● Exercise directions: Write the entries out exactly, with the final line being the one containing "This PR implements a dedicated".

● Supplied data:
PR #953, opened 2025-05-26
Implement dedicated ZIP download

MasterCarl:
This PR implements a dedicated ZIP download button, in the Norm details tab.

Not having to distinguish between norms with and without attachments anymore, the logic could be simplified. The test cases have been updated accordingly.


hmones (changes requested):
Looks good to me, but can we still keep the data-attr `xml-zip-view` on the button so that it can be linked still to posthog download metrics?

PR #954, opened 2025-05-26
Add parsed request params to log json

MagdaN:


backend/src/main/java/de/bund/digitalservice/ris/search/utils/HttpLogSanitizer.java
```diff
@@ -1,21 +1,57 @@
...
     json.remove("origin");
     json.remove("host");
     json.remove("type");
 
+    json.put("queryParams", getQueryParamsAsText(request));
+
     return json;
   }
+
+  private static Map<String, String> getQueryParamsAsText(HttpRequest request) {
```
MasterCarl, line 31: I would call this getQueryParamsAsMap

backend/src/main/java/de/bund/digitalservice/ris/search/utils/HttpLogSanitizer.java
```diff
@@ -1,21 +1,57 @@
...
+import org.zalando.logbook.HttpRequest;
 
 public class HttpLogSanitizer {
 
   private HttpLogSanitizer() {
     throw new IllegalStateException("Utility class");
   }
 
-  public static JSONObject sanitizeLogJson(JSONObject json) {
+  public static JSONObject sanitizeLogJson(JSONObject json, HttpRequest request) {
```
MasterCarl, line 18: I think we should leave this method as-is and move `json.put("queryParams", ...)` to `LogRequestAndResponseTogetherSink::write` to keep the separation of concerns neat.

MasterCarl (changes requested):
Looks good, even though logging the query params as-is (without JSON processing) should also be fine, depending on our use case.

PR #956, opened 2025-05-30
RISDEV-7962

andrew-cenkner-digitalservice:
Bug with indexing initial condition
*Fixed bug

### DIFF
--- a/backend/src/main/java/de/bund/digitalservice/ris/search/service/IndexCaselawService.java
+++ b/backend/src/main/java/de/bund/digitalservice/ris/search/service/IndexCaselawService.java
@@ -97,6 +97,8 @@ public class IndexCaselawService implements IndexService {
   }
 
   private List<String> getAllCaseLawFilenames() {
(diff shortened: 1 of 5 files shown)


backend/src/main/java/de/bund/digitalservice/ris/search/service/IndexCaselawService.java
```diff
@@ -97,6 +97,8 @@ public int getNumberOfFilesInBucket() {
   }
 
   private List<String> getAllCaseLawFilenames() {
-    return bucket.getAllKeys().stream().filter(s -> !s.contains(IndexSyncJob.CHANGELOG)).toList();
+    return bucket.getAllKeys().stream()
+        .filter(s -> !s.contains(IndexSyncJob.CHANGELOGS_PREFIX))
```
MasterCarl, line 101: A startsWith might be more straightforward here (but shouldn't matter)

MasterCarl (approved):
Looks good, thanks for fixing this!

PR #962, opened 2025-06-02
Close menu on click, enable active state

MasterCarl:
## Changes

- Keep "Menu" + icon appearance when the mobile menu is opened
- Close the mobile menu when an item is selected
- Add active page styling, using NuxtLink's native aria-current attribute selector
- Add test cases for the AppHeaderNav component


hmones (approved):
Good :)

PR #963, opened 2025-06-02
Implement basic Fassungen list

MasterCarl:
This PR implements a basic list of expressions for a given legislation work ("Fassungen").

A table layout was chosen for purported accessibility benefits.

The feature is hidden for the prototype environment.


hmones (changes requested):
Great work. I just think we need to add here an e2e test and this could be a chance to generate fake data for versioning that we can use in our testing later.  Also, we can specify on the tab to be loaded for either e2e or prototype, this way we can test it in the pipeline.

PR #973, opened 2025-06-11
RISDEV-8006 Page for historic versions of a norm

MasterCarl:
This PR makes navigation between different versions of a norm more convenient.

The main feature is a new breadcrumb element that links back to the "most relevant" version of a norm. It directs to a Nuxt route that performs a redirect,
- to the currently active version if available, or
- to a future or past version otherwise.
The last breadcrumb item shows the validity range of the currently open version, unless the open version is in force.

A few end-to-end cases and unit tests were added.


hmones:
@MasterCarl I updated the PR and merged the code from main to it (including the warning box) and will merge it to main so we have it on staging.

PR #991, opened 2025-06-18
Revert change to CROSS_FIELDS multi match query, add test case

MasterCarl:
This PR is a re-creation and amendment of #984.

In the current implementation, searching for multiple terms doesn't match documents if

- the document contains these terms in different fields
  - where the fields are of different kinds (text, keyword).

This pull request adds a test case that covers this condition, and reverts the removal of query splitting that would cause the test to fail. It also renames the synthetic test document identifiers for easier identification.

If we want to keep the current implementation, an alternative way would be to add a secondary index type to all keyword fields:
```json
"field_name": {
  "type": "keyword",
  "fields": {
    "text": {
      "type": "text"
    }
  }
},
```


andrew-cenkner-digitalservice:
See discussion here https://digitalservicebund.slack.com/archives/C07EVJBF5K8/p1751291413132249

PR #995, opened 2025-06-20
RISDEV-8036

andrew-cenkner-digitalservice:
Downloadable mock pdf (norm & caselaw)
*Refactored static strings
*Added new endpoint that returns a static pdf


MasterCarl (approved):
looks good to me!

PR #996, opened 2025-06-20
Fix and refactor date extraction for articles

MagdaN:


backend/src/main/java/de/bund/digitalservice/ris/search/models/ldml/TimeInterval.java
```diff
@@ -0,0 +1,9 @@
+package de.bund.digitalservice.ris.search.models.ldml;
+
+import lombok.Data;
+
+@Data
+public class TimeInterval {
```
MasterCarl, line 6: This might be a good use case for a `record`

backend/src/main/java/de/bund/digitalservice/ris/search/utils/LdmlTemporalData.java
```diff
@@ -0,0 +1,97 @@
...
+import org.apache.logging.log4j.LogManager;
+import org.apache.logging.log4j.Logger;
+import org.w3c.dom.Element;
+import org.w3c.dom.Node;
+
+public class LdmlTemporalData {
+
+  private static final Logger logger = LogManager.getLogger(LdmlTemporalData.class);
+
+  private static final String X_PATH_ALL_EVENT_REF = "//*[local-name()='eventRef']";
```
MasterCarl, line 22: While we're at it, could we refine this XPath to point to the actual node in the document instead of traversing the whole tree?

backend/src/test/java/de/bund/digitalservice/ris/search/unit/utils/LdmlTemporalDataTest.java
```diff
@@ -0,0 +1,96 @@
...
+         </akn:akomaNtoso>
+         """;
+
+  @Test
+  void testGetTemporalDataWithDatesMapping()
+      throws ParserConfigurationException, IOException, SAXException {
+    XmlDocument xmlDocument = new XmlDocument(testContent.getBytes());
+    Map<String, TimeInterval> result =
+        LdmlTemporalData.getTemporalDataWithDatesMapping(xmlDocument);
+    assert result.size() == 3;
```
MasterCarl, line 61: I would use AssertJ's `assertThat` methods here for better error messages

MasterCarl (commented):
I like that you extracted some code into LdmlTemporalData, which makes it slightly more readable. However, I'm not familiar enough with the LDML date logic to review this in substance.

backend/src/main/java/de/bund/digitalservice/ris/search/utils/LdmlTemporalData.java
```diff
@@ -0,0 +1,97 @@
...
+                    && timeIntervalNode.getNodeType() == Node.ELEMENT_NODE) {
+                  Element timeInterval = (Element) timeIntervalNode;
+                  TimeInterval timeIntervalData =
+                      fetchDatesForTimeInterval(timeInterval, eventRefMap);
+
+                  temporalDataWithDates.put(temporalGroupId, timeIntervalData);
+                }
+              });
+    } catch (XPathExpressionException e) {
+      logger.warn("Error parsing temporal data", e);
```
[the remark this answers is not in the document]
MagdaN: yes we should ignore it

backend/src/main/java/de/bund/digitalservice/ris/search/utils/LdmlTemporalData.java
```diff
@@ -0,0 +1,126 @@
...
+      }
+    }
+    return temporalGroupToIntervalMap;
+  }
+
+  private static TimeInterval fetchDatesForTimeInterval(
+      Element timeIntervalNode, Map<String, String> eventRefMap) {
+    String start = eventRefMap.get(buildXpathFromID(timeIntervalNode.getAttribute("start")));
+    String end = eventRefMap.get(buildXpathFromID(timeIntervalNode.getAttribute("end")));
+    return new TimeInterval(start, (end != null && !end.isEmpty()) ? end : null);
```
andrew-cenkner-digitalservice, line 89: Is there a reason for the difference between start and end? I think either one (or both) can be null.

backend/src/main/java/de/bund/digitalservice/ris/search/utils/LdmlTemporalData.java
```diff
@@ -0,0 +1,126 @@
...
+
+    for (Node temporalGroup : temporalGroups) {
+      if (!(temporalGroup instanceof Element)) {
+        continue;
+      }
+
+      String temporalGroupId = String.format("#%s", getAttributeValue(temporalGroup, "eId"));
+      Node timeIntervalNode = getTimeIntervalNode((Element) temporalGroup);
+
+      if (timeIntervalNode != null && timeIntervalNode.getNodeType() == Node.ELEMENT_NODE) {
```
andrew-cenkner-digitalservice, line 76: Is this the same logic as line 69 (check if a node is an element)? If yes, is there a reason for the different approach?

andrew-cenkner-digitalservice (approved):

● Output below:
PR #953, opened 2025-05-26
Implement dedicated ZIP download

MasterCarl:
This PR implements a dedicated ZIP download button, in the Norm details tab.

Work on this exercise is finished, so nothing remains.